When you are negotiating a property settlement there are things that you should absolutely consider, and other issues that cannot be included in a property settlement, including:
1. Your property agreement should deal with:
a. all assets and liabilities, irrespective of whether or not they are held jointly or solely, and irrespective of whether or not their legal ownership will be changing as a result of this agreement. All assets and liabilities should be mentioned in your agreement;
b. superannuation, including any superannuation splits (transfers of interest) if applicable; and
c. severing your entire financial relationship. The idea of a property settlement is to protect you from future claims from your ex-partner (for example if you inherit a sum of money, you can receive your inheritance without fear that your ex will ask you for a portion of it) and to achieve this you must not have any assets or liabilities left in your joint names at the end of this process. That means joint property must either be transferred into a person’s sole name or sold and family trust must be dealt with accordingly. If you still have assets or liabilities in joint names at the end of your property settlement negotiations then you have not finalised your financial relationship.

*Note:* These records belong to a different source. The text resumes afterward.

PR #168, opened 2023-01-04
Report condition where system volume is not set up to compute short names

tombogle:
This change is [Reviewable](https://reviewable.io/reviews/sillsdev/saymore/168)

### DIFF
--- a/SayMore.sln.DotSettings
+++ b/SayMore.sln.DotSettings
@@ -8,6 +8,7 @@
 	<s:Boolean x:Key="/Default/UserDictionary/Words/=bldr/@EntryIndexedValue">True</s:Boolean>
 	<s:Boolean x:Key="/Default/UserDictionary/Words/=curr/@EntryIndexedValue">True</s:Boolean>
 	<s:Boolean x:Key="/Default/UserDictionary/Words/=Dropbox/@EntryIndexedValue">True</s:Boolean>
+	<s:Boolean x:Key="/Default/UserDictionary/Words/=fsutil/@EntryIndexedValue">True</s:Boolean>
 	<s:Boolean x:Key="/Default/UserDictionary/Words/=Insite/@EntryIndexedValue">True</s:Boolean>
 	<s:Boolean x:Key="/Default/UserDictionary/Words/=Mets/@EntryIndexedValue">True</s:Boolean>
 	<s:Boolean x:Key="/Default/UserDictionary/Words/=Palaso/@EntryIndexedValue">True</s:Boolean>
--- a/src/SayMore/MediaUtils/MPlayer/MPlayerHelper.cs
+++ b/src/SayMore/MediaUtils/MPlayer/MPlayerHelper.cs
@@ -147,7 +147,9 @@ namespace SayMore.Media.MPlayer
 			output = null;
 
 			// problem with non-ascii characters, convert to 8.3 path
-			mediaInPath = FileSystemUtils.GetShortName(mediaInPath);
+			mediaInPath = FileSystemUtils.GetShortName(mediaInPath,
+                () => LocalizationManager.GetString("CommonToMultipleViews.MediaPlayer.ProbablyCannotLoad",
+                    "SayMore will probably not be able to convert this file."));
 
 			// output to temp file, with 8.3 path
 			var tempFile = Path.GetTempFileName();
--- a/src/SayMore/MediaUtils/MPlayer/MediaPlayer.cs
+++ b/src/SayMore/MediaUtils/MPlayer/MediaPlayer.cs
@@ -65,6 +65,10 @@ namespace SayMore.Media.MPlayer
             {
                 Logger.WriteError(e);
             }
+            catch (ObjectDisposedException e)
+            {
+                Logger.WriteError(e);
+            }
         }
 
         /// ------------------------------------------------------------------------------------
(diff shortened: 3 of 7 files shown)


andrew-polk (changes requested):
> Reviewed 6 of 6 files at r1, all commit messages.
> *[Reviewable](https://reviewable.io/reviews/sillsdev/saymore/168)* status: all files reviewed, 2 unresolved discussions (waiting on @tombogle)

___
*[`src/SayMore/Utilities/FileSystemUtils.cs` line 173 at r1](https://reviewable.io/reviews/sillsdev/saymore/168#-NLNU75ABYJ83F6-9FpB:-NLNU75ABYJ83F6-9FpC:b49crrc) ([raw file](https://github.com/sillsdev/saymore/blob/c447a91c4db284be21375a4662d526d160991de4/src/SayMore/Utilities/FileSystemUtils.cs#L173)):*
> ```Smalltalk
>             if (result == path && getDescriptionOfFailedAction != null &&
>                 (Path.GetFileName(result).Length > 12 || result.Any(c => c >= 0x80 || c == ' ') ||
>                     result.Count(c => c == '.') > 1))
> ```

Why include the `.Count(c => c == '.') > 1` in the `.Any()`?

`c >= 0x80` probably deserves a comment. Or at least the whole if condition.

Do you really only want to catch and report something here if getDescriptionOfFailedAction is defined?
___
*[`src/SayMore/Utilities/FileSystemUtils.cs` line 196 at r1](https://reviewable.io/reviews/sillsdev/saymore/168#-NLNV1S4BSk29WW_tteO:-NLNV1S4BSk29WW_tteP:b-rr646g) ([raw file](https://github.com/sillsdev/saymore/blob/c447a91c4db284be21375a4662d526d160991de4/src/SayMore/Utilities/FileSystemUtils.cs#L196)):*
> ```Smalltalk
>                     "file names for the file system volume ({3}) where this file is located.",
>                     "Param 0: \"SayMore\" (product name); " +
>                     "Param 1: ; " +
> ```

forgot to add path to param comment.



_Code quote:_
```Smalltalk
"Param 1: ; " +
```

tombogle:
*[`src/SayMore/Utilities/FileSystemUtils.cs` line 173 at r1](https://reviewable.io/reviews/sillsdev/saymore/168#-NLNU75ABYJ83F6-9FpB:-NLU-3bG4LdRQiFohCpl:bdvh6gc) ([raw file](https://github.com/sillsdev/saymore/blob/c447a91c4db284be21375a4662d526d160991de4/src/SayMore/Utilities/FileSystemUtils.cs#L173)):*

Why include the `.Count(c => c == '.') > 1` in the `.Any()`?

`c >= 0x80` probably deserves a comment. Or at least the whole if condition.

Do you really only want to catch and report something here if getDescriptionOfFailedAction is defined?
</blockquote></details>

An 8.3 filename is only allowed to have a single period, so I'm trying to do a reasonable job of making sure we got a valid short name. Thinking about it, probably a regex would be better. There's one (or maybe two?) case where this can get called when the user is not doing something specific that makes reporting the problem meaningful. Some information is just being displayed in a browser control I think, so I figured it was better to just wait until they tried to do something where it would really matter.

tombogle:
*[`src/SayMore/Utilities/FileSystemUtils.cs` line 173 at r1](https://reviewable.io/reviews/sillsdev/saymore/168#-NLNU75ABYJ83F6-9FpB:-NLUEIUH5KrhIPOOQDm0:bcr0a5t) ([raw file](https://github.com/sillsdev/saymore/blob/c447a91c4db284be21375a4662d526d160991de4/src/SayMore/Utilities/FileSystemUtils.cs#L173)):*

An 8.3 filename is only allowed to have a single period, so I'm trying to do a reasonable job of making sure we got a valid short name. Thinking about it, probably a regex would be better. There's one (or maybe two?) case where this can get called when the user is not doing something specific that makes reporting the problem meaningful. Some information is just being displayed in a browser control I think, so I figured it was better to just wait until they tried to do something where it would really matter. 
</blockquote></details>

I made the change to use a regex. Thought I'd find one ready-made on the web, but I found a lot of half-hearted attempts instead.

tombogle (commented):
> *[Reviewable](https://reviewable.io/reviews/sillsdev/saymore/168)* status: 5 of 7 files reviewed, 2 unresolved discussions (waiting on @andrew-polk and @tombogle)

___
*[`src/SayMore/Utilities/FileSystemUtils.cs` line 196 at r1](https://reviewable.io/reviews/sillsdev/saymore/168#-NLNV1S4BSk29WW_tteO:-NLUEI0C30nOR0oibdav:b-896fix) ([raw file](https://github.com/sillsdev/saymore/blob/c447a91c4db284be21375a4662d526d160991de4/src/SayMore/Utilities/FileSystemUtils.cs#L196)):*

forgot to add path to param comment.
</blockquote></details>

Done.

andrew-polk (approved):
> Reviewed 2 of 2 files at r2, all commit messages.
> *[Reviewable](https://reviewable.io/reviews/sillsdev/saymore/168)* status: :shipit: complete! all files reviewed, all discussions resolved (waiting on @tombogle)

___
*[`src/SayMore/Utilities/FileSystemUtils.cs` line 173 at r1](https://reviewable.io/reviews/sillsdev/saymore/168#-NLNU75ABYJ83F6-9FpB:-NLX8cHb2MAsdR3R1I35:b1zgwhw) ([raw file](https://github.com/sillsdev/saymore/blob/c447a91c4db284be21375a4662d526d160991de4/src/SayMore/Utilities/FileSystemUtils.cs#L173)):*

I made the change to use a regex. Thought I'd find one ready-made on the web, but I found a lot of half-hearted attempts instead.
</blockquote></details>

Sorry; that was supposed to say, "Why not include..." and I was only suggesting a simplification. But the regex is probably better.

2. Your property agreement cannot deal with:
a. Child Support payments (although they can be agreed to and formalised in a way that the Child Support Agency no longer garnishes a parent’s wage);
b. Spousal maintenance payments (although, again this can be formalised in another way); and
c. amendments to your Will or other testamentary documents, this must be done separately.

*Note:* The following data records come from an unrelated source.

PR #176, opened 2023-05-15
SP-2307: prevent Invoke before MediaPlayer window handle is created

tombogle:
Changed sequence of setup operations in MediaPlayer to prevent setting handlers that might be called and Invoke an operation before the window handle is created.
Note: I have not found a way to reproduce this crash, but it was reported twice by the same user in quick succession.

- - -
This change is [Reviewable](https://reviewable.io/reviews/sillsdev/saymore/176)


andrew-polk (approved):
> *[Reviewable](https://reviewable.io/reviews/sillsdev/saymore/176)* status: :shipit: complete! all files reviewed, all discussions resolved (waiting on @tombogle)

PR #179, opened 2023-09-06
Added ability to set the working language font

tombogle:
https://community.software.sil.org/t/feature-request-ability-to-change-font-size-in-note-section/4401

- - -
This change is [Reviewable](https://reviewable.io/reviews/sillsdev/saymore/179)


andrew-polk (changes requested):
> Reviewed 22 of 22 files at r1, all commit messages.
> *[Reviewable](https://reviewable.io/reviews/sillsdev/saymore/179)* status: all files reviewed, 1 unresolved discussion (waiting on @tombogle)

___
*[`src/SayMore/Model/Project.cs` line 261 at r1](https://reviewable.io/reviews/sillsdev/saymore/179#-Ndphnbp2iQFZYZmA44Q:-Ndphnbp2iQFZYZmA44R:b38aybo) ([raw file](https://github.com/sillsdev/saymore/blob/b2af54317d6a39bb9fefd307def9ce2bd37072ac/src/SayMore/Model/Project.cs#L261)):*
> ```Smalltalk
> 					FontHelper.FontToString(_workingLanguageFont)));
> 
> 			var autoSegmenterSettings = new XElement(kAutoSegmenterSettings);
> ```

Doesn't this create a backward compatibility issue?
I.e. 3.5 won't be able to use settings saved in 3.6?

tombogle:
*[`src/SayMore/Model/Project.cs` line 261 at r1](https://reviewable.io/reviews/sillsdev/saymore/179#-Ndphnbp2iQFZYZmA44Q:-NdqhX5uBwwE5gRvEx7b:b3tuidi) ([raw file](https://github.com/sillsdev/saymore/blob/b2af54317d6a39bb9fefd307def9ce2bd37072ac/src/SayMore/Model/Project.cs#L261)):*

Doesn't this create a backward compatibility issue?
I.e. 3.5 won't be able to use settings saved in 3.6?
</blockquote></details>

True. Sad! I guess I'll have to revert the spelling/capitalization changes...

tombogle:
*[`src/SayMore/Model/Project.cs` line 261 at r1](https://reviewable.io/reviews/sillsdev/saymore/179#-Ndphnbp2iQFZYZmA44Q:-Ne3aKtj31RFb-ETnc85:b-bjn1oh) ([raw file](https://github.com/sillsdev/saymore/blob/b2af54317d6a39bb9fefd307def9ce2bd37072ac/src/SayMore/Model/Project.cs#L261)):*

True. Sad! I guess I'll have to revert the spelling/capitalization changes...
</blockquote></details>

Upon looking at the code further, I see that there is no way to change these settings in the program. So the only way they would ever be different from the defaults would be if someone changed them manually. While this is certainly possible, I sort of wonder if the risk is really high enough to worry about. Also, considering that the settings would have to be modified manually, that's all the more reason to spell them correctly and make the setting easier to find and reduce the chances that an over-zealous user would fix the spelling error and then have it be ignored. What do you think?

andrew-polk (approved):
> *[Reviewable](https://reviewable.io/reviews/sillsdev/saymore/179)* status: :shipit: complete! all files reviewed, all discussions resolved (waiting on @tombogle)

___
*[`src/SayMore/Model/Project.cs` line 261 at r1](https://reviewable.io/reviews/sillsdev/saymore/179#-Ndphnbp2iQFZYZmA44Q:-Ne4Gv0VCZZOlIh3h1jK:bp2wpcu) ([raw file](https://github.com/sillsdev/saymore/blob/b2af54317d6a39bb9fefd307def9ce2bd37072ac/src/SayMore/Model/Project.cs#L261)):*

Upon looking at the code further, I see that there is no way to change these settings in the program. So the only way they would ever be different from the defaults would be if someone changed them manually. While this is certainly possible, I sort of wonder if the risk is really high enough to worry about. Also, considering that the settings would have to be modified manually, that's all the more reason to spell them correctly and make the setting easier to find and reduce the chances that an over-zealous user would fix the spelling error and then have it be ignored. What do you think?
</blockquote></details>

If we're only talking about manual modification, it doesn't seem worth worrying about. Unless this feature was specifically created so someone could manually modify it... (I'd be curious why we even bother persisting them, otherwise...)

tombogle:
*[`src/SayMore/Model/Project.cs` line 261 at r1](https://reviewable.io/reviews/sillsdev/saymore/179#-Ndphnbp2iQFZYZmA44Q:-Ne4I3JN1CT9LZ72B3wQ:beiy4xx) ([raw file](https://github.com/sillsdev/saymore/blob/b2af54317d6a39bb9fefd307def9ce2bd37072ac/src/SayMore/Model/Project.cs#L261)):*

If we're only talking about manual modification, it doesn't seem worth worrying about. Unless this feature was specifically created so someone could manually modify it... (I'd be curious why we even bother persisting them, otherwise...)
</blockquote></details>

I don't specifically recall (though I'm sure I coded it), but I suspect we figured there was a slight chance that someone would need to modify the defaults, so we wanted to make it possible. Maybe we thought we'd come back and add UI later.

PR #180, opened 2023-12-11
Upgrade desktop analytics

tombogle:
This change is [Reviewable](https://reviewable.io/reviews/sillsdev/saymore/180)


andrew-polk (approved):
I'm a bit surprised to see the mixpanel dep come in, but if that seems right to you, go ahead.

Outside time frame but have not reached an agreement
But what if you are out of time and do not have an agreement? You are still able to commence court proceedings and have your matter determined by the court however you have an additional hurdle to get over now. If you are out of time, you must first prove to the Court that you or a child of your relationship will (or is) suffering financial hardship in the absence of a property settlement, you must also include a reason as to why your matter was not brought before the Court within time limitations set by the Family Court Act. Although it is not impossible to finalise your financial relationship with your ex-partner even if your matter is out of time it is more complicated, meaning it will cost you more time and money. It is, therefore, always preferable that you finalise your property matter or commence property proceedings within the relevant timeframe.
If you have any concerns regarding the time limitations and your financial matters it is best to discuss the matter with a family law solicitor to determine your options and receive advice regarding the best way forward.